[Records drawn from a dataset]

━━━━━━━━━━━━━━━━━━━━━━━━━━━━━━

PR #3282, opened 2023-03-21
Allow different splits for hyperopt metric reporting

abidwael:
Enables metric reporting for all splits: `train`, `validation`, and `test`.


tests/integration_tests/test_hyperopt.py
```diff
@@ -143,6 +146,7 @@ def test_hyperopt_search_alg(
     ray_cluster_7cpu,
     validate_output_feature=False,
     validation_metric=None,
+    split="validation",
```
tgaddair, line 149: Is this used? Looks like it's overridden by line 181 bwlow.

ludwig/hyperopt/execution.py
```diff
@@ -267,13 +267,10 @@ def _has_eval_metric(self, stats):
...
         return isinstance(stats, float)
 
-    def get_metric_score(self, train_stats) -> float:
-        if self._has_metric(train_stats, VALIDATION):
-            logger.info("Returning metric score from training (validation) statistics")
-            return self.get_metric_score_from_train_stats(train_stats, VALIDATION)
-        elif self._has_metric(train_stats, TRAINING):
-            logger.info("Returning metric score from training split statistics, " "as no validation was given")
-            return self.get_metric_score_from_train_stats(train_stats, TRAINING)
+    def get_metric_score(self, train_stats, split=VALIDATION) -> float:
```
tgaddair, line 270: How does this work if the dataset doesn't have the chosen split? I assume it should fail if the user manually selected a bad split, but the default behavior seems like it would fail if unspecified.

arnavgarg1: I was going to ask the same thing. Will be good to raise appropriate errors here when splits are missing, or even better, log a warning and default to the training split incase the split requested doesn't exist. WDYT?

abidwael: @tgaddair `split` is enforced to be one of `train`, `validation`, `test` at config validation time. If unspecified, it will default to `validation`. If any of `train`, `validation`, `test` is not there, it will go to the else statement and raise the error.

@arnavgarg1 we raise an error if the split specified doesn't have metrics. I'm on the fence about whether to raise an error if say the `validation` split is not there or to raise the warning and report the training metrics. The former will keep the integrity of the reports and what the user expects. The latter tries to prevent a failure. I'm leaning towards the first approach.

Do you think this is the right behavior?

tests/integration_tests/test_hyperopt.py
justinxzhao: +1 to @tgaddair's comment. It's not being used. Maybe remove line 181?

abidwael: fixed

justinxzhao (approved):

PR #3288, opened 2023-03-24
Adds category_prob output feature for providing labels as a probability distribution

tgaddair:


w4nderlust:
not having class names in the values themselves makes it so that a vocabulary has to be provided, otherwise an error is raised, right? Or class names would just be 0 1 2 ... N ?

An alternative would be to require names to be provided by having each row be something like
```
class1:0.3 class2:0.1 ... classN:0.2
```
or
```
{class1: 0.3,  class2: 0.1, ..., classN: 0.2}
```
but that would require some data processing from the user.

The other consideration is that the output doesn't really look like the original data. It is ok, and if someone really wants the output to look like the original data they can use the vector feature instead, but it is worth noting s it is different from all other output features.

ludwig/features/category_feature.py
```diff
@@ -471,3 +496,112 @@ def get_schema_cls():
...
+        self,
+        output_feature_config: Union[CategoryProbOutputFeatureConfig, Dict],
+        output_features: Dict[str, OutputFeature],
+        **kwargs,
+    ):
+        self.num_classes = output_feature_config.num_classes
+        self.top_k = output_feature_config.top_k
+        super().__init__(output_feature_config, output_features, **kwargs)
+        if hasattr(output_feature_config.decoder, "num_classes"):
+            output_feature_config.decoder.num_classes = output_feature_config.num_classes
```
w4nderlust, line 512: in which situation is this needed?

tgaddair:
@w4nderlust I think it would be fine to allow the labels to be 0, 1, 2, etc. if the user omits the vocab. It's a good question.

Agree we should callout that the predictions will differ from the inputs.

ludwig/features/category_feature.py
tgaddair: Copy-pasta. Cleaned it up.

PR #3293, opened 2023-03-28
Pass in `kwargs` to `read_parquet`

abidwael:


justinxzhao (approved):
Should we make this change to other read functions as well?

PR #347, opened 2014-10-30
Completion handler exception handling

jonlipsky:
Added exception handling to all of the completion handlers.  Without the exception handling, if an exception occurs within the handlers, the app will crash on Xamarin.iOS since it's being run on a new thread.


zgramana:
Pretty sure this is fixed in couchbase/couchbase-lite-net#348, which threw an exception in `Stopping` when `Task.WhenAll` had a task get cancelled.

Issue #364, opened 2014-12-10
Manager static ctor crashes on Azure


krcourville:
Behavior was observed in a Web Api app deployed to an Azure web role.  When creating an instance of Manager using the ctor that takes a DirectoryInfo, the following exception is thrown:

`System.ArgumentException: "The path is not of a legal form"  

This is occurring in the state constructor of the Manager class as a result of an Azure bug and/or environment difference. More info here: https://nuget.codeplex.com/workitem/3415

Here's my proposed fix in Manager.cs:

        static Manager()
        {
            illegalCharactersPattern = new Regex(IllegalCharacters);
            mapper = new ObjectWriter();
            DefaultOptions = ManagerOptions.Default;
            //
            // Note: Environment.SpecialFolder.LocalApplicationData returns null on Azure (and possibly other Windows Server environments)
            // and this is only needed by the default constructor or when accessing the SharedInstanced
            // So, let's only set it only when GetFolderPath returns something and allow the directory to be
            // manually specified via the ctor that accepts a DirectoryInfo
            var defaultDirectoryPath = Environment.GetFolderPath(Environment.SpecialFolder.LocalApplicationData);
            if (!String.IsNullOrWhiteSpace(defaultDirectoryPath))
            {
                defaultDirectory = new DirectoryInfo(defaultDirectoryPath);
            }
        }

PR #365, opened 2015-01-01
Fix: Manager static ctor crashes on Azure #364

krcourville:
This is my official first pull request on an open source project, so let me know if I'm doing something stupid.

This patch is for #364 which allows cblite to function in a .NET web app hosted in Azure.  By enabling the .NET API to working in Azure, we are able to much more quickly generate initial snapshots of databases for mobile clients (as opposed to waiting for hundreds of thousands of records to stream down).


zgramana:
Awesome! Thanks @krcourville!

PR #393, opened 2015-03-16
Fix null reference exception when setting cookie

elevine:
This fixes a null reference exception I encountered when using CBL from
my own .Net45 unit tests.  I was getting a null reference exception when
setting the replicator cookies.  The CBL unit test for adding/deleting
cookies seems to work fine without this though.

### DIFF
--- a/src/Couchbase.Lite.Shared/Util/CookieStore.cs
+++ b/src/Couchbase.Lite.Shared/Util/CookieStore.cs
@@ -198,7 +198,7 @@ namespace Couchbase.Lite.Util
                 var json = reader.ReadToEnd();
 
                 var cookies = JsonConvert.DeserializeObject<List<Cookie>>(json);
-				cookies = cookies ?? new List<Cookie>();
+                cookies = cookies ?? new List<Cookie>();
 
                 foreach(Cookie cookie in cookies)
                 {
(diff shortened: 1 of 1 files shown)


zgramana:
Thanks, @elevine! Looks great. Just two things:
 * Tabs > Spaces :)
 * Sign the [New Contributor Agreement](http://review.couchbase.org/#/settings/agreements)

elevine:
@zgramana I signed the agreement.  Do you want me to change it to spaces? We use tabs at work, so I've got VS set to that by default.  Tabs vs Spaces is one battle I choose to stay out of :)

zgramana:
@elevine thanks! And yeah, please change them since everything else is spaces, your code is the oddball. ;) We've setup the Xamarin Studio project preferences to use spaces, but we'll try to do the same for VS so people don't need to think about it.

elevine:
@zgramana The spacing should be fixed with the commits I added.  Let me know otherwise.

zgramana:
Spacing looks good.

Your next commit changed the version of NUnit and made some other csproj rewrite changes. Can you please back those out?

elevine:
Sorry about that, it should be all good with commit 50ceb3d.

zgramana:
No problem. I've only done it about a thousand times myself. :)

zgramana:
And thanks again for the PR.

PR #394, opened 2015-03-31
Users can control the max number of HTTP Connections and sizes of bulk downloads

zippo227:
@brettharrison had to take it upon himself to reduce the maximum size that Couchbase Lite tries to download at once. When users are on bad connections, the bulk downloads would fail every time because they were too large. He also noticed several issues with concurrent download threads, so he created a parameter to reduce the number of maximum http connections to allow at once.

I fixed several places where the dll would crash hard because things were not null checked. Other pieces of code that could throw exceptions were for some reason being performed outside of the try catch. We request you pull these changes into the main repository to benefit others and move this dll along.

### DIFF
--- a/.gitignore
+++ b/.gitignore
@@ -14,6 +14,7 @@ TestResults
 *.user
 *.sln.docstates
 local-test.properties
+*.DS_Store
 
 # Build results
 [Dd]ebug/
@@ -37,7 +38,7 @@ x64/
 *.log
 *.vspscc
 *.vssscc
-.builds
+.build
 
 # Package
 *.xam
--- a/samples/CouchbaseSample.iOS/CouchbaseSample.iOS.csproj
+++ b/samples/CouchbaseSample.iOS/CouchbaseSample.iOS.csproj
@@ -99,20 +99,20 @@
     <MtouchArch>ARMv7</MtouchArch>
   </PropertyGroup>
   <ItemGroup>
-    <Reference Include="Newtonsoft.Json">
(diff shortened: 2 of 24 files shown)


zgramana:
Thanks for the pull request! We will review this this week, but before we can accept, we need @brettharrison and Andy Martin to sing the [New Contributor Agreement](http://review.couchbase.org/#/settings/agreements).

borrrden:
This pull request cannot be accepted as it is, since it undoes a lot of .NET 3.5 compatibility stuff.  I'll work on it a bit when I get the chance.

zippo227:
@borrrden the intention was not to break that compatibility. Hopefully those side-affects can be easily remedied. We are targetting .NET 4.5, so I can imagine something haven broken for the earlier .NET versions. @brettharrison and I are in process of getting approval to sign the contribution agreement.

borrrden:
Well, for example there are some places where lines containined #if NET_3_5 have been deleted.  If you could undo that kind of stuff on your end it would help the process move along faster :).  Otherwise I will do it sometime this week.

zippo227:
@borrrden I did a pass through the files and reverted the changes you suggested. I'm sure you will also need to do a pass through, but I took care of the things that stuck out to me as unnecessarily different between origin and our fork. I also fixed a case where your master was not using the StringEx.

zippo227:
@zgramana we've both submitted the Contributor Agreement.

borrrden:
Well I merged things according to the GitHub instructions but I guess because I rebased it didn't detect the change, so I had to manually close the PR.  It is merged though, with some stylistic changes.

zippo227:
@borrrden I'm very glad to have our contributions in the official repository.

PR #399, opened 2015-04-08
Setting Pusher.DocIds will restrict the docs actually pushed accordingly

### LINKED ISSUE #397: Setting Pusher.DocIds does not filter which docs are actually pushed
Given:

━━━━━━━━━━━━━━━━━━━━━━━━━━━━━━

# WHAT THE EXERCISE ASKS
Your answer is a single number: the count of lines in the records holding the string "things".

# RESPONSE TO THE TASK
4